Visuals matter. As we all learned earlier this week, knocking a woman unconscious is not a fireable offense in the NFL. Getting caught on camera knocking a woman unconscious is. And so, the week’s optics have re-victimized a woman who was already the victim of domestic violence. (Those who are tempted to wonder why she still married him are advised to consult the National Network to End Domestic Violence’s FAQs page, paying special attention to item 1, which states, “a better question is, ‘Why does the abuser choose to abuse?’”). Although speculation abounds regarding exactly what the NFL saw and when they saw it, both the owner and the coaching staff of the Baltimore Ravens and NFL Commissioner Roger Goodell insist that the video that documented Baltimore Ravens running back Ray Rice punching then-fiancée Janay Palmer changed something. What the video did not change were the facts of the case as already known by the NFL and the Ravens organization—something that left the New Yorker’s Amy Davidson asking, “what did people think it looked like when a football player knocked out a much smaller woman? Like a fair fight?”
The image that accompanied Davidson’s New Yorker piece (as well as this Washington Post article and this Guardian column) is reproduced above, and it serves as an apt visual synecdoche of this situation. The photo was taken during the May 2014 press conference in which Ray Rice began by apologizing to literally everyone except his wife and then referred to the attack as “this situation that me and my wife were in.” Janay Rice participated in the press conference by dutifully expressing her deep regret for the “role that I played in the incident that night”—a soundbite that the Ravens organization eagerly tweeted out (the tweet was removed . . . months later and only after the video evidence surfaced).

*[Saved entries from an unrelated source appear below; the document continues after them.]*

PR #980, opened 2021-03-24
[WNMGDS-764] Remove line on last review item

kimieann:
## Summary
[WNMGDS-764](https://jira.cms.gov/browse/WNMGDS-764)
According to the ticket above, `The Review component includes a grey divider after the last review item, which is not necessary`

[Example below](https://design.cms.gov/patterns/review/), notice that after the last review item, there is an unnecessary gray line:
image

When viewing this change at [http://design-system-demo.s3-website-us-east-1.amazonaws.com/WNMGDS-764/remove-review-line](http://design-system-demo.s3-website-us-east-1.amazonaws.com/WNMGDS-764/remove-review-line), the last line of a review item is removed:
image

### Changed
- Changed css so that it looks for `last-of-type` with class `ds-c-review` and removes the border on that item

**Some caveats**
- I had to change the example page to make the single component make more sense. It needed to be in it's own div, so that it wouldn't get a line underneath it.
Before:
image

After:
image

- This won't always work. It will work everytime a user structures their Review components like this:
```
<div>
    <Review />
    <Review />
    <Review />
</div>
```
BUT, if they do something like this, because the last div is really the last of type in that container, it's not going to remove the border. You can test this by playing around with the example page.
```
<div>
    <Review />
    <Review />
    <Review />
    <div id="someUnrelatedDiv"></div>
</div>
```

## How to test
View [existing](https://design.cms.gov/patterns/review/) vs. [this branch](http://design-system-demo.s3-website-us-east-1.amazonaws.com/WNMGDS-764/remove-review-line)

### DIFF
--- a/packages/design-system-docs/src/pages/components/Review/Review.example.jsx
+++ b/packages/design-system-docs/src/pages/components/Review/Review.example.jsx
@@ -5,47 +5,51 @@ import { Review } from '@design-system';
 const editButtonHref = 'javascript:void(0);';
 ReactDOM.render(
   <div>
-    <Review heading="A single Review component" editHref={editButtonHref}>
-      This is an example of a single React Review component.
-    </Review>
-    <Review
-      className="ds-u-padding-top--6"
-      heading="Multiple Review components"
-      editHref={editButtonHref}
-    >
-      Multiple Review components can be combined together one after another.
-    </Review>
-    <Review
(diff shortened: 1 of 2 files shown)


line47 (approved):
LGTM

nichia (approved):
LGTM. Thanks for providing such detail notes on the changes, makes testing so much easier.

The tweet, and the lack of public censure it received in the 4 months prior to the video release, is a testament to the persistence of a culture of gendered violence which intimates that women’s actions precipitate the criminal assaults visited upon them. In the still photo from the press conference, Ray Rice looks appropriately earnest (if not adequately contrite) as the image zeroes in on Janay Rice—making the victim, rather than the perpetrator, the focal point of the story. As that image gets recycled in this week’s coverage, viewers are encouraged to ask “why did she stay?” rather than “why did he choose to assault her?” In other words, the perspective of this particular photograph is telling but not surprising.

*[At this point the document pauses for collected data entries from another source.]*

PR #982, opened 2021-03-24
[WNMGDS-850] Fix tooltip trigger link styles

kimieann:
## Summary
[WNGMDS-850](https://jira.cms.gov/browse/WNMGDS-850)

There are two trigger link changes in this PR for trigger link styles.

(1) Based on Bernard's conversation [here](https://github.com/CMSgov/design-system/pull/971#discussion_r594705783) with @LouisFettet , the previous dashed underline made the trigger difficult to read.

**This is the example Louis showed of what a trigger looks like on hc.gov:**
image

**And this is what it looked like in the original Tooltip PR:**
image

This PR introduces a compromise between changing to `border-bottom` and the issue of the thick dashed underline being hard to read. Instead of using `dashed`, I discussed with Bernard using `dotted`, because it actually looks more like the dashed underline in Louis's example above. 

**Below is dotted:**
image

Also, I made use of the text-underline-offset to make the text easier to read. (Note: I don't think IE supports this).

(2) Based on my original review of Bernard's PR (read here), the inverse trigger link was not showing dashed, and was showing a solid underline. This PR attempts to fix this by excluding `.ds-c-tooltip__trigger-link` from the general CSS rule for .ds-base--inverse and explicitly setting the text decoration in the Tooltip SCSS file.

**Before:**
image

**After:**
image

## How to test
View [http://design-system-demo.s3-website-us-east-1.amazonaws.com/WNMGDS-850/fix-tooltip-trigger-styles](http://design-system-demo.s3-website-us-east-1.amazonaws.com/WNMGDS-850/fix-tooltip-trigger-styles) in multiple browsers. Ensure the dotted underline for the trigger is acceptable, and that the text is easier to read.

The question that we should be asking about Janay Rice is, why was she involuntarily forced to trade (what remained of) her privacy for justice? Why was a narrative account of the attack not enough to convince the Ravens, the NFL, and many fans that it was time to stop cheering—and covering—for Ray Rice? The Ravens are offering refunds to fans who purchased team jerseys with Rice’s name and number on them. Why didn’t the fans toss those jerseys out months ago, when we had the full details (but only a partial video record) of the attack? The Guardian’s Hannah Giorgis urged her readers not to watch the TMZ video and then provided an eloquent explanation of why the “broadcasting of victims’ most vulnerable moments as sites for public commentary” is counterproductive, disingenuous, and exploitative. Visuals that train the focus on Janay Rice rather than her husband play into the narrative that Ray Rice and the Ravens worked hard to construct—this is a marital problem rather than a criminal offense. As Giorgis noted, “It is easier to believe that a woman ‘provoked’ catastrophic violence from a supposedly otherwise peaceful man than it is to come to terms with the fact that a well-liked public figure is abusive. It is easier to conceive Palmer as an accomplice in her own beating than it is to realize that almost half of black women killed by their partners were killed as they tried to leave.”
Of course, the assertion that avoiding our collective gaze from horrific or objectionable images is the most appropriate response is becoming a familiar refrain in our image-saturated culture. It’s the new prescription for everything from terrorist violence to opportunistic celebrity privacy violations. We are urged not to look—out of respect. The important part of that equation, however, is not the looking or not looking—it is respect. Both observation and avoidance can be motivated by respect. Both observation and avoidance can facilitate denial. Women’s lives are not story books that require illustration. Yes, the pictures are powerful, but why, in this case, were they necessary?